The fact that Mr. Pramann and the victim in this crime are next-door neighbors, mitigates strongly against any consideration of probation in this case. The Court further notes that because of the non-compliance on the mental health issues and because of the history, that although this is the first felony offense for Mr. Pramann, it is a continuation of a long pattern of behavior.

For those reasons, the Court feels that a sentence of nine years in the Department of Corrections at hard labor is appropriate in this case. The Court will hold the matter open under the provisions of Article 881.1 for a period of 90 days for consideration of any request alternative to a prison setting under the Nicola Cotton legislation. I will allow counsel, for that limited purpose only, to appear in these proceedings and will set a hearing upon request. I'm not going to set a hearing unless requested.
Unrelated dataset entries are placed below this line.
Issue #1355, opened 2016-07-11
attribute list on view event page sort by date issue


cvandeplas:
### Work environment

| Questions | Answers |
| --- | --- |
| Type of issue | Bug, |
| MISP version / git hash | 2.4.48 |
### Expected behavior

On the events page, when sorting on date, the items are sorted by date.
### Actual behavior

Results are sorted by category, then only by date.
### Steps to reproduce the behavior

Click on the 'date' header of the attributes table in the view event page.

PR #1435, opened 2016-08-12
chg: attribute list on view event page sort by date issue #1355

cristianbell:
#### What does it do?

`It resolves issue #<1355>`
#### Questions
#### Release Type:
- [ ] Major
- [X] Minor
- [ ] Patch

### DIFF
--- a/app/Model/Event.php
+++ b/app/Model/Event.php
@@ -2630,9 +2630,7 @@ class Event extends AppModel {
 		$correlatedAttributes = isset($event['RelatedAttribute']) ? array_keys($event['RelatedAttribute']) : array();
 		$correlatedShadowAttributes = isset($event['RelatedShadowAttribute']) ? array_keys($event['RelatedShadowAttribute']) : array();
 		foreach ($event['Attribute'] as $attribute) {
-		    //adding a date key so that attributes can be sorted on date - #1355
-		    $attribute['date'] = $attribute['timestamp'];
-			if ($filterType && !in_array($filterType, array('proposal', 'correlation', 'warning'))) if (!in_array($attribute['type'], $this->Attribute->typeGroupings[$filterType])) continue;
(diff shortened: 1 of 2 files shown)


iglocska:
There are 3 lines changed - 2 of them are not needed (one is a var_dump left in commented out, the other a comment about an issue - we don't need that, we have git for version control / issue tracking).

For the actual solution, instead of keeping the timestamp in the object twice, it's better to tell the paginator to use the timestamp for the pagination. The actual pagination happens in app/View/Elements/eventattribute.ctp

Line 148 there is this:
<th><?php echo $this->Paginator->sort('date');?></th>

Which can be changed to:

<th><?php echo $this->Paginator->sort('timestamp', 'Date');?></th>

This will tell the paginator to use the timestamp field and still label it Date and then we don't need to store extra junk in memory.

cristianbell:
ok, fixed.

iglocska:
Thanks a lot

app/Model/Event.php
```diff
@@ -2629,7 +2629,7 @@ public function rearrangeEventForView(&$event, $passedArgs = array(), $all = fal
 		$correlatedAttributes = isset($event['RelatedAttribute']) ? array_keys($event['RelatedAttribute']) : array();
 		$correlatedShadowAttributes = isset($event['RelatedShadowAttribute']) ? array_keys($event['RelatedShadowAttribute']) : array();
 		foreach ($event['Attribute'] as $attribute) {
-			if ($filterType && !in_array($filterType, array('proposal', 'correlation', 'warning'))) if (!in_array($attribute['type'], $this->Attribute->typeGroupings[$filterType])) continue;
+    			if ($filterType && !in_array($filterType, array('proposal', 'correlation', 'warning'))) if (!in_array($attribute['type'], $this->Attribute->typeGroupings[$filterType])) continue;
```
rotanid, line 2632: your IDE added some spaces here :D

rotanid:
in the future, please don't add commit after commit in a PR but do "commit --amend" oder "rebase -i" etc. instead to not pollute MIPSs commitlog with unnecessary commits, makes reading the history easier (and space and performance etc)

PR #1437, opened 2016-08-15
Less mysql dependency

rotanid:
#### What does it do?

this PR removes some dependency on MySQL-specifics
- remove backticks where no keyword-escaping is necessary
- remove mysql-only function TIMESTAMPADD from a query
#### Questions
#### Release Type:
- [ ] Major
- [ ] Minor
- [X] Patch


iglocska:
Looks great, thanks!

PR #1438, opened 2016-08-16
chg: add index for cake_sessions expires to MYSQL.sql

rotanid:
adds the INDEX that was introduced in 0ac613d4e502e0ec957a03d2fdef68a3cc39f8ea also to MYSQL.sql for fresh setups


iglocska:
Good point, thanks.

PR #1441, opened 2016-08-16
Cleanup

rotanid:
#### What does it do?

this PR removes
- stuff about database schema that hasn't been used and is obsolete
- upgrade documentation for very old MISP versions. they arent up-to-date and if there are such old installations still out there, they can look it up in the git history
#### Questions
#### Release Type:
- [ ] Major
- [ ] Minor
- [X] Patch


iglocska:
Thanks a lot for taking the trash out!

PR #1443, opened 2016-08-17
change of boolean datatype handling #2

rotanid:
#### What does it do?

this PR is a followup to #1364 , especially ff7a7de

let me quote the relevent part of the older PRs text:

> because MySQL has no "bool" datatype, tinyint(1) is used and therefore booleans have to be casted to integers 1/0. in some parts of the MISP-code, the integers are used while in others, the booleans are used.
> this can lead to problems with the cakephp ORM wrapper, which (sometimes?) casts a "false" to "" (empty string) instead of 0, which works with MySQL, but isn't clean and doesn't work with other DBMS like PostgreSQL.
> 
> therefore, this PR changes many true/false booleans used for sql queries to their 1/0 integer counterparts.
#### Questions
#### Release Type:
- [ ] Major
- [ ] Minor
- [X] Patch

### DIFF
--- a/app/Console/Command/Task/RolesTask.php
+++ b/app/Console/Command/Task/RolesTask.php
@@ -13,12 +13,12 @@ class RolesTask extends Shell {
 
 		$roles = ClassRegistry::init('Role');
 		$roles->create();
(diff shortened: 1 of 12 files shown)


iglocska:
Thanks a lot!

PR #7291, opened 2021-04-02
Added Threatfox to default feeds

stevengoossensB:
#### What does it do?

It adds Threatfox (Abuse.ch) to the list of default feeds so it's easier for new users to onboard it in MISP

#### Questions


adulau:
Thank you!

PR #7334, opened 2021-04-13
chg: [routes] fix allowedlists routes. Renamed from whitelists.

Wachizungu:
#### What does it do?

fixes allowedlists routes. Renamed from whitelists.

#### Questions


iglocska:
Thanks a lot!

PR #6661, opened 2020-11-27
Azure Active Directory Authentication

cudeso:
#### What does it do?

Fixes #6641 
Adds Azure Active Directory authentication (first 'rough', but working version)

#### Questions

- [ ] Does it require a DB change? No
- [ ] Are you using it in production? Yes
- [ ] Does it require a change in the API (PyMISP for example)? No

PR #7336, opened 2021-04-14
Change config.default.php to have everything needed for Azure AD auth

stevengoossensB:
#### What does it do?

Small documentation/comments update related to https://github.com/MISP/MISP/pull/6661 . The config.default.php now contains the necessary information by default, which causes less confusion when trying to implement AAD authentication.

#### Questions


adulau:
Thank you.

PR #7343, opened 2021-04-15
chg: [MispObject] fix copy paste error in editObject

Wachizungu:
#### What does it do?

Fixes some likely copy paste errors in editObject.  Considering the surrounding code and fact that IDE was complaining about $attribute not existing I assume this should be the correct version.

#### Questions


iglocska:
The copy pasta monster strikes again, thanks!

PR #7345, opened 2021-04-16
new: [Dashboard] Add user count evolution widget

Wachizungu:
#### What does it do?

Adds a graph widget showing the historic total user count up to now.
Allows setting a number of days, weeks or months for the graph to plot. Interval is 1 day, 1 week or 1 month respectively. The smallest option is chosen if multiple options were provided (e.g. if someone sets days to 10 and months to 20 the graph will plot 10 days).

Original idea was to have an overview of current status at the end with enabled users, users with pgp keys etc for the current date but MultiLineChart seems to expect you to provide data points for all labels for all dates so it would have led to a confusing graph.

Any feedback is greatly appreciated. If there are modifications to do I'll do my best.

image

#### Questions

### DIFF
--- a/app/Lib/Dashboard/UsersEvolutionWidget.php
+++ b/app/Lib/Dashboard/UsersEvolutionWidget.php
@@ -1,0 +1,82 @@
+<?php
+
+
+class UsersEvolutionWidget
+{
+    public $title = 'Evolution of user count';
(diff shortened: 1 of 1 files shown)


iglocska:
Lovely stuff, thanks!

The defendant faced a maximum sentence of ten years at hard labor and a five thousand dollar fine, and was sentenced to nine years at hard labor. See LSA-R.S. 14:34. Considering the trial court's careful analysis of the circumstances and the defendant's history of aggressive behavior and drug abuse, the nine-year sentence imposed by the trial court is not grossly disproportionate to the severity of the offense and, therefore, is not unconstitutionally excessive. Accordingly, the trial court did not abuse its discretion in denying the motion to reconsider sentence.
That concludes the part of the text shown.